В Калварии до войны среди местного населения было много евреев. И вот теперь для них установили особый режим. У каждого еврея на одежде (на груди и на спине) были нашиты желтые шестиконечные звезды. Чтобы каждый видел, что это еврей! Евреям не разрешалось ходить по тротуару: они должны ходить только по мостовой, а если вдруг идут два еврея, то они ни в коем случае не могут идти рядом, а только гуськом. Наблюдая улицу, мы однажды видим такую картину.
Идет по тротуару мимо нашего окна красивая девушка. В это же время из-за угла вышел молодой немецкий офицер в длинной шинели, в белых перчатках, высокий, стройный, с высоко поднятой головой да к тому же и с высокой фуражкой на голове. Вдруг слышим, немец кричит: «Юден, хальт!» Девушка останавливается, и мы видим: у нее на одежде желтые звезды. И снова громкий приказ немца: «Ком, ком!» Девушка поворачивается и медленно подходит к офицеру. Немец неистово вопит: «Шне-е-ель!» Девушка подбегает, останавливается. Немец размахивается и ударяет девушку изо всех сил по лицу. Девушка падает на мостовую. Немец с криком «Швайн, юден!» показывает на мостовую рукой и, видно, повелевает ходить только по ней. Затем немец отряхивает руку, поправляет фуражку и с высоко поднятой головой следует дальше по тротуару. Еврейка поднимается, трогает покрасневшую щеку и, отряхнув платье, тихо бредет по середине мостовой вслед за удаляющимся с гордо поднятой головой и поднимающим высоко, как журавль, ноги арийцем.
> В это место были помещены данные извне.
Issue #1441, opened 2022-10-17
Cached version of current project used when using `pdm lock`


tgolsson:
- [x] I have searched the issue tracker and believe that this is not a duplicate.

## Steps to reproduce

I'm working on a package that that has a self-referential pattern for its own optional dependencies; as described for `foo[socks,jwt]` here: https://pdm.fming.dev/latest/usage/dependency/#add-dependencies. I ran `pdm lock` to generate a lockfile. I then changed the description and ran `pdm lock` again.

The exact config is:
```toml
[project.optional-dependencies]
a = ["some-pkg==1.2.3"]
b = [
    "another-package=1.2.3.4",
]
ci = ["gsutil>=4.66", "pkg[a,b]"]
```

## Actual behavior

After changing the description, the base case `foo` uses the old summary but the target `foo[socks,jwt]` uses the new summary.

Like this:

```toml

[[package]]
name = "pkg"
version = "0.1.0"
requires_python = "~=3.8"
summary = "old summary"
dependencies = [ "..." ]

[[package]]
name = "pkg"
version = "0.1.0"
extras = ["a", "b"]
requires_python = "~=3.8"
summary = "new summary"
dependencies = [ "..." ]
```

## Expected behavior

Both package references use the same summary. Deleting `~/.cache/pdm/metadata/package_meta_NNNNN.json` and running `pdm lock` again solves the issue, making both references use `new summary`.

## Environment Information

```bash
# Paste the output of `pdm info && pdm info --env` below:
PDM version:
  2.1.5
Python Interpreter:
  <REDACTED>/pkg/.venv/bin/python (3.8)
Project Root:
  <REDACTED>/pkg
Project Packages:
  None
{
  "implementation_name": "cpython",
  "implementation_version": "3.8.10",
  "os_name": "posix",
  "platform_machine": "x86_64",
  "platform_release": "5.15.68.1-microsoft-standard-WSL2",
  "platform_system": "Linux",
  "platform_version": "#1 SMP Mon Sep 19 19:14:52 UTC 2022",
  "python_full_version": "3.8.10",
  "platform_python_implementation": "CPython",
  "python_version": "3.8",
  "sys_platform": "linux"
}
```

frostming:
Is `pkg` a published package? then updating description should bump the version right?

tgolsson:
[...]

PR #1470, opened 2022-10-28
Account for self-requirement in lockfile hash

tgolsson:
## Pull Request Check List

If you have a pyproject where you depend on yourself using the pattern described in #1441, with a config such as this:

```toml
[project]
name = 'pkg'
version = '1.1'

[project.optional-dependencies]
a = ["some-pkg==1.2.3"]
b = [
    "another-package=1.2.3.4",
]
ci = ["gsutil>=4.66", "pkg[a,b]"]
```

Both the name and the version of pkg ends up in the lockfile. However, changing either of those properties under the `project` heading does not currently cause the lockfile hash to change. However rerunning `pdm lock` causes the contents to change, This causes `pdm lock --check` to succeed but a subsequent `pdm sync` fails.

This might even be a problem without an explicit self dependency, this is just mirroring the setup where I found the issue.


tgolsson:
Not sure how to deal with failing tests re: missing name for the example project. Should there be a default? Should we skip adding the name to the hash if there's not a name? Not sure what the PEP says about whether a project without those properties being valid or not. Given the phrasing of the error , it sounds like the test projects are maybe misconfigured.

src/pdm/project/core.py
```diff
@@ -530,9 +530,12 @@ def make_self_candidate(self, editable: bool = True) -> Candidate:
         return make_candidate(req, name=self.meta.name, version=self.meta.version)
 
     def get_content_hash(self, algo: str = "md5") -> str:
-        # Only calculate sources and dependencies groups. Otherwise lock file is
+        # Generate a hash based on the external dependencies, as well
+        # as the identity of the project. Otherwise lock file is
         # considered as unchanged.
         dump_data = {
+            "version": self.meta.version,
```
frostming, line 537: Do we have to count `version` in? That may change in EVERY commit if we are using dynamic versioning from SCM.

tgolsson: Yes, I think so. Or we need to relax what version gets put into the lockfile for the local package.

I put up an isolated repro and observe the issue on 2.1.5, as well as on latest main before my fix. https://github.com/tgolsson/pdm-repros/tree/main/1470

frostming: I don't think it is the correct approach to fixing the issue. The self package, ideally, shouldn't appear in the lockfile.

tgolsson: I've done another implementation which seems to work equally well (also doesn't break the other tests!): https://github.com/pdm-project/pdm/compare/main...tgolsson:pdm:ts/1470-again. Let me know what 

I don't love the way I'm dealing with the group -> candidate info translation, but it seemed like the clearest way of handling it. What I wanted to do was generate a "synthetic" candidate + candidate info, but it seemed like more work than this approach, and I wasn't sure how it'd handle extras since those aren't known until we try to resolve.

frostming: There may exist dynamic variables in the dependencies, so you should use `project.meta.dependencies` and `project.meta.optional_dependencies`, respectively.

And in L460:
```python
        if strip_extras(k)[0] == project.name:
            continue
```

`k` is normalized while `project.name` isn't. You need to normalize it with `normalize_name` and be careful of the possible `None` value.

PR #2787, opened 2024-04-10
fix: name check for project itself in `pdm outdated`

### LINKED ISSUE #2785: pdm outdated shows self package when project.name contains underscores

## Steps to reproduce

In a project whose name contains underscores, run the command `pdm outdated`.

pyproject.toml
```toml
[project]
name = "package_name"
```

## Actual behavior

A table is printed which includes the self package.

```
╭──────────────┬────────────────┬────────┬────────╮
│ Package      │ Installed      │ Pinned │ Latest │
├──────────────┼────────────────┼────────┼────────┤
│ package-name │ 0.8.1+editable │        │ 0.8.1  │
╰──────────────┴────────────────┴────────┴────────╯
```

## Expected behavior

The self package should not be included in the output. It works properly after replacing underscores with dashes in `project.name`.

## Environment Information

```bash
❯ pdm info && pdm info --env
PDM version:
  2.13.3
Python Interpreter:
  /home/messingm/git/cmdb-client/.venv/bin/python (3.9)
Project Root:
  /home/messingm/git/cmdb-client
Local Packages:
  
{
  "implementation_version": "3.9.18",
  "os_name": "posix",
  "platform_machine": "x86_64",
  "platform_release": "5.15.146.1-microsoft-standard-WSL2",
  "platform_system": "Linux",
  "platform_version": "#1 SMP Thu Jan 11 04:09:03 UTC 2024",
  "python_full_version": "3.9.18",
  "python_version": "3.9",
  "sys_platform": "linux"
}
```

huxuan:
## Pull Request Checklist

This should fix #2785

1. Wrap `normalize_name` for `project.name` before name checking.
2. Add `lru_cache` for `normalize_name` function. 

<del>but I am not sure whether this is the best solution.</del>

<del>The cached property `normalized_name` for `Project` is added as the `normalize_name()` need to be triggered for multiple times in the for-loop and there are several other existence of `normalize_name(project.name)` in the repo. If this is OK, a follow up would be change those `normalize_name(project.name)` to `project.normalized_name`.</del>

<del>Other possible options:</del>
<del>1. Use a local variable, e.g., `normalized_project_name`, before the for-loop and use it inside.</del>
<del>3. Add `@lru_cache` for `normalize_name()`. </del>

BTW, I wonder the reason to use the normalized name rather than `distribution.name` directly as the key in `WorkingSet`.

### DIFF
--- a/news/2785.bugfix.md
+++ b/news/2785.bugfix.md
@@ -1,0 +1,1 @@
+Fix name check for project itself in `pdm outdated`
--- a/src/pdm/cli/commands/outdated.py
+++ b/src/pdm/cli/commands/outdated.py
@@ -11,6 +11,7 @@ from typing import TYPE_CHECKING
 from pdm.cli.commands.base import BaseCommand
 from pdm.cli.utils import normalize_pattern
 from pdm.models.requirements import strip_extras
+from pdm.utils import normalize_name
 
 if TYPE_CHECKING:
     from argparse import ArgumentParser, Namespace
@@ -95,7 +96,7 @@ class Command(BaseCommand):
         for name, distribution in installed.items():
             if not self._match_pattern(name, options.patterns):
                 continue
-            if name == project.name:
+            if name == normalize_name(project.name):
                 continue
             constrained_version = resolved.pop(name).version or "" if name in resolved else ""
             collected.append(ListPackage(name, distribution.version or "", constrained_version))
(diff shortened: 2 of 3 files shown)


src/pdm/project/core.py
```diff
@@ -148,6 +149,10 @@ def project_config(self) -> Config:
     def name(self) -> str:
         return self.pyproject.metadata.get("name")
 
+    @cached_property
```
frostming, line 152: `self.pyproject` is subject to change, don't cache this. Instead, you can add cache to the `normalize_name` function

huxuan: Done.

PR #2840, opened 2024-04-19
fix(cache): ensure installation and cache works with any environment

### LINKED ISSUE #2838: Command completion scripts produces output when a new version is available (at least on oh-my-zsh)
Command completion scripts should never produce any output; it interferes with command completion. Command completion on my machine with pdm 2.13.3 on macos, with oh-my-zsh however produced an update notice.

## Steps to reproduce
 - Install an outdated version of pdm with homebrew
 - Enable pdm command completion in oh-my-zsh
 - Make sure `check_update` is enabled (default)
 - Use command completion
 
## Actual behavior

Pdm's command completion for oh-my-zsh prints the following, interrupting command completion:
```
INFO: PDM 2.13.3 is installed, while 2.15.0 is available.
Please run `brew upgrade pdm` to upgrade.
Run `pdm config check_update false` to disable the check.
```

## Expected behavior

Normal command completion happens, no output from pdm.

## Environment Information

Unfortunately, I already updated pdm, so this is post-update, not when I observed the behaviour.
```
PDM version:
  2.15.0
Python Interpreter:
  /Users/yves/epymetrics/graphical-interfaces/emda2-streamlit/.venv/bin/python (3.12)
Project Root:
  /Users/yves/epymetrics/graphical-interfaces/emda2-streamlit
Local Packages:
  
{
  "implementation_version": "3.12.2",
  "os_name": "posix",
  "platform_machine": "arm64",
  "platform_release": "23.4.0",
  "platform_system": "Darwin",
  "platform_version": "Darwin Kernel Version 23.4.0: Fri Mar 15 00:10:42 PDT 2024; root:xnu-10063.101.17~1/RELEASE_ARM64_T6000",
  "python_full_version": "3.12.2",
  "python_version": "3.12",
  "sys_platform": "darwin"
}
```

noirbizarre:
## Pull Request Checklist

This PR disable check update on commands with an expected output format to avoid breaking it (`export`, `info` with a flag, `show` with a flag, `completions`)

Fixes #2838

### DIFF
--- a/news/2838.bugfix.md
+++ b/news/2838.bugfix.md
@@ -1,0 +1,1 @@
+Disable check update on commands with an expected output format.
--- a/src/pdm/cli/commands/completion.py
+++ b/src/pdm/cli/commands/completion.py
@@ -33,3 +33,6 @@ class Command(BaseCommand):
         completion = resources_read_text("pdm.cli.completions", f"pdm.{suffix}")
         # Can't use rich print or otherwise the rich markups will be interpreted
         print(completion.replace("%{python_executable}", sys.executable))
+
+        # Disable check update to avoid broken completions
+        project.can_check_update = False
--- a/src/pdm/cli/commands/export.py
+++ b/src/pdm/cli/commands/export.py
@@ -83,3 +83,4 @@ class Command(BaseCommand):
         else:
             # Use a regular print to avoid any formatting / wrapping.
             print(content)
+        project.can_check_update = False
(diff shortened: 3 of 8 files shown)


frostming:
I think the original issue was about running the `pdm` command in zsh completion script, which would print an update prompt and cause completion to fail.

You should add `PDM_CHECK_UPDATE=no` to `pdm.zsh`.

Однажды часов в 9 утра к арестному дому подходят пять полицейских, четверо из них с винтовками. Открываются ворота. Полицейские входят. Слышатся скрипы затворов в расположенной рядом с нами камере, где сидят литовцы. Раздается крик: «Быстро, быстро! Расселись, как паны. Рапуга (жаба)». И еще какие-то ругательные слова по-литовски. Видим, что из ворот выходят полицейские и в их окружении с заведенными назад руками семь арестованных. Арестованных увели. Открывается наша камера. Нам приказывают готовить обед, т. е. варить кашу и готовить кипяток. Полицейский, литовец, молодой красивый парень, словоохотливый, доволен своей работой. На лице счастье. Сообщает нам, что коммунистов повели на допрос. Теперь коммунистов не будет: «Дабар бус герай. Тваркой! (‘Теперь будет хорошо. Будет порядок!')».
Когда мы уже приготовили обед, то видим, что открываются ворота и медленно входят, опять в окружении полицейских, арестанты-литовцы. Вид арестантов страшный. Одежда на них вся порвана. Двое арестантов поддерживают с двух сторон третьего, у которого голова висит, а руки болтаются как плети. Двое идут, поддерживая друг друга. Еще один идет, одной рукой поддерживая другую. Лица у всех белее полотна с кровоподтеками и синяками. Еле-еле они добрались до камеры.
Через некоторое время нам предложили отнести порции каши в камеру литовцам. Литовцы сидели на полу. Пятеро кучкой, один в углу и один лежал посредине камеры лицом вниз на животе. Литовец, сидящий в углу, поддерживал одну руку другой и стонал. Пятеро сидящих вздыхали, охали, что-то тихо говорили. Лежащий посреди камеры не издавал никаких звуков. Спина у него открыта. Она вся какая-то темно-синяя, бурая, с заметными оттеняющими полосами и с кровяными застывшими ранами. Смотреть на эту иногда вздрагивающую, студнеобразную массу страшно. Но смотреть нам и не дали.
Через некоторое время полицейский принес на кухню миски с кашей обратно. Улыбка у полицейского с лица исчезла. Он, как видно, испугался не меньше нашего, увидев месиво на спине у коммуниста. Полицейский нам рассказал, что в полиции он никогда не служил и пошел в полицию, когда пришли немцы. Польстился на хороший заработок. Теперь он осознал, что ничего особо плохого он от русских не видел. Но хозяин, у которого он работал, был богатый и очень ненавидел русских. «А хозяина я уважал и слушал, – продолжал полицейский, – и хочу быть хорошим литовцем. Надеюсь когда-нибудь тоже стать хозяином».
Полицай разоткровенничался и всё нам рассказал о том, что произошло с арестованными. Их лично он не знает, так как сам не из Калварии, а из отдаленного хутора. Но от полицейских он узнал, что все эти литовцы работали с русскими. Все ли они коммунисты, сведений нет. Знает только, что тот, кто лежит, этот – коммунист и какой-то большой начальник, а тот, который держится за руку, – милиционер. Фамилия его Огуркис. На допросе их избивали. Больше всех избивали того начальника, который лежит. Но он ничего не говорил. Избивали их древками от советских знамен, которые сохранились в полиции. У милиционера перебита рука. У допрашиваемых требовали, чтобы они назвали фамилии коммунистов и комсомольцев, а также фамилии всех литовцев, которые работали с советскими, т. е. всех тех литовцев, которые работали в государственных учреждениях при советской власти. На допросе Огуркис оказался самым слабым, когда его начали избивать. Он как милиционер знал много местных литовцев, знал о том, кто где работал. И он назвал более сотни фамилий. За это ему обещали сохранить жизнь.